46. Wang Yibo

870 93 0
                                    

   Wang Yibo mengedip beberapa kali. Ia bernapas dengan tenang sambil menatap Meng Ziyi yang masih berlutut di hadapannya. Perempuan itu tampak menunggu reaksi Wang Yibo. Tapi Wang Yibo tak yakin bagaimana harus bereaksi. Ada sesak di dadanya. Sesak yang sedari tadi berbisik di telinganya untuk mengambil senapan di kamarnya dan menembak kepalanya sendiri. Sesak itu terasa semenyakitkan ketika ia tahu jantung ibunya telah berhenti berdetak.

   Kini ia mengerti bagaimana ia tidak diinginkan.

   "Kalau begitu, Tante. Coba Tante bilang, dari seluruh cerita tadi itu, di mana letak kesalahan saya?" Tanya Wang Yibo tenang. Tapi ia tahu, ketenangan itu tak akan berlama-lama menetap di tubuhnya.

   Meng Ziyi tak menjawab. Bibirnya bergetar, bingung harus mengatakan apa.

   "Saya lahir, itu kesalahan saya, ya? Saya nggak pernah minta macam-macam sama Ayah. Saya mau dikasih ke siapa, dibawa ke mana, saya selalu nurut. Karena kata Ayah, kalau saya sayang Ayah, saya harus nurut. Jadi saya nurut. Saya nggak pernah protes Ayah pulang malam. Ayah nggak pulang pun saya nggak pernah ribut. Dikasih atau tidak dikasih uang, saya juga nggak pernah ngoceh. Jadi, salah saya di mana, Tante Ziyi?"

   Tanpa sadar, air mata Wang Yibo sudah jatuh dari matanya yang tampak kuyu. Wang Yibo menoleh kepada Xiao Zhan. "Salah saya mencintai kamu?"

   Xiao Zhan tak menjawab. Omega itu bahkan tak menoleh. Tapi tangannya bergetar hebat. Matanya menatap nyalang ke depan.

   Wang Yibo lalu menoleh pada Song Weilong. "Mengambil alih jabatan Om Canlie berdasarkan surat wasiatnya, itu salah saya juga?"

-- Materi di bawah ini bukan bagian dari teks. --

PR #1446, opened 2018-01-09
Fixing test_backup_and_restore assert to do not rely on the order of returned data

felipevolpone:
Since we cannot assume that LDAP will return data in an ordered way,
the test should be changed to do not rely on that.

Instead of just comparing the output of the show-user command, this change
first order the groups returned in the 'Member of Group' field before
compare them.

https://pagure.io/freeipa/issue/7339

The result (green tests) can be checked here:
https://fedorapeople.org/groups/freeipa/prci/jobs/c43c46d0-f4aa-11e7-925b-001a4a2316ab/

This PR depends on the PR #1354

### DIFF
--- a/ipatests/test_integration/test_backup_and_restore.py
+++ b/ipatests/test_integration/test_backup_and_restore.py
@@ -65,6 +65,15 @@ def check_admin_in_ldap(host):
 def check_admin_in_cli(host):
     result = host.run_command(['ipa', 'user-show', 'admin'])
     assert 'User login: admin' in result.stdout_text, result.stdout_text
+
+    # LDAP do not guarantee any order, so the test cannot assume it. Based on
+    # that, the code bellow order the 'Member of groups' field to able to
+    # assert it latter.
+    data = dict(re.findall("\W*(.+):\W*(.+)\W*", result.stdout_text))
+    data["Member of groups"] = ', '.join(sorted(data["Member of groups"]
+                                                .split(", ")))
+    result.stdout_text = ''.join([' {}: {}\n'.format(k, v)
+                                  for k, v in data.items()])
     return result
 
 


tiran:
The magic constant may cause the test to fail if the order of fields is changed in the future. You could use https://docs.python.org/3/library/re.html#re.sub instead of magic constants to sort the fields:

```
def sortfield(mo):
    groups = mo.group(2).split(', ')
    return mo.group(1) + ', '.join(sorted(groups))

re.sub('(Member of groups:\s*)(.*)', sortfield, output)
```

felipevolpone:
I thought to go in that way, but then we would hardcode the "Member of groups" label. I'm not sure what is the best option

tiran:
IMO ``Member of groups`` is easier to understand and more searchable than ``9``. You could try to extract the string from ``user`` plugin. But I'm not sure if it's easily possible,

abbra:
It is actually in the `ipaserver.plugins.baseldap.global_output_params`, `Str('memberof_group?')`.

```
>>> from ipaserver.plugins.baseldap import global_output_params
>>> [i.label.msg for i in global_output_params if 'memberof_group' == i.name]
['Member of groups']
>>> 

```

tiran:
I think it's fine to hard-code ``Member of groups:`` here. You'd have to hard-code a constant for @abbra's approach, too.

slaykovsky:
Hello!

You can also check it this way:
```
def check_admin_in_cli(host):
    result = host.run_command(['ipa', 'user-show', 'admin'])
    assert 'User login: admin' in result.stdout_text, result.stdout_text
    # output = result.stdout_text.split('\n')

    # LDAP do not guarantee any order, so the test cannot assume it. Based on
    # that, the code bellow order the 'Member of groups' field to able to
    # assert it latter.
    data = dict(re.findall("\W*(.+):\W*(.+)\W*", result.stdout_text))
    data["Member of groups"] = sorted(data["Member of groups"].split(", "))
    result.stdout_text = str(data)

    return result
```

felipevolpone:
Thank you all for the suggestions :) I've updated the PR.

The downside of the patch as it is now is the fact that it changes the order of the resulted string, but since no other test depends on that, we're fine.

ipatests/test_integration/test_backup_and_restore.py
```diff
@@ -65,6 +65,15 @@ def check_admin_in_ldap(host):
...
     result = host.run_command(['ipa', 'user-show', 'admin'])
     assert 'User login: admin' in result.stdout_text, result.stdout_text
+
+    # LDAP do not guarantee any order, so the test cannot assume it. Based on
+    # that, the code bellow order the 'Member of groups' field to able to
+    # assert it latter.
+    data = dict(re.findall("\W*(.+):\W*(.+)\W*", result.stdout_text))
+    data["Member of groups"] = ', '.join(sorted(data["Member of groups"]
+                                                .split(", ")))
+    result.stdout_text = ''.join([' {}: {}\n'.format(k,v)
```
slaykovsky: Whitespace is missing

ipatests/test_integration/test_backup_and_restore.py
```diff
@@ -65,6 +65,15 @@ def check_admin_in_ldap(host):
...
+                                  for k,v in data.items()])
```
slaykovsky: Here also whitespace :)

Tiboris:
master:

* cd660d192231674d8e7d7bd85a8eec68eea29bc7 Fixing test_backup_and_restore assert to do not rely on the order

   Song Weilong tak menjawab juga. Saat itu Wang Yibo tahu ia akan meledak. Sakit di hatinya sudah meletup-letup, mengelupasi jiwanya yang sudah tipis. Lalu begitu saja air matanya semakin mengalir. Deras, tanda pertahanan terakhirnya. Mulutnya mulai mengeluarkan suara. Isakan yang kecil lalu berubah menjadi teriakan. Tubuhnya jatuh ke lantai. Ia berguling-guling histeris, memanggil-manggil roh ibunya.

   Ia menginginkan satu kata itu terdengar lagi. Tapi bukan dari mulut Xiao Zhan. Atau mulut Meng Ziyi. Atau siapa pun. Ia ingin ibunya sendiri yang menggumamkan "maaf" itu. Ia harus mendengar kata itu sebelum ia membunuh dirinya sendiri. Ia tidak benci, ia tidak marah, ia hanya sedih. Ia tidak ingin dibuang, ia tidak ingin menyesali kelahirannya, ia tidak ingin memperbaiki asal-usulnya, ia tidak ingin mengganti orangtuanya, ia tidak ingin mengubah masa lalunya. Ia hanya perlu ibunya hadir saat ini di hadapannya, melirihkan kata itu, dan ia akan memaafkannya.

   Cintanya terlalu besar. Itu tak bisa diubahnya.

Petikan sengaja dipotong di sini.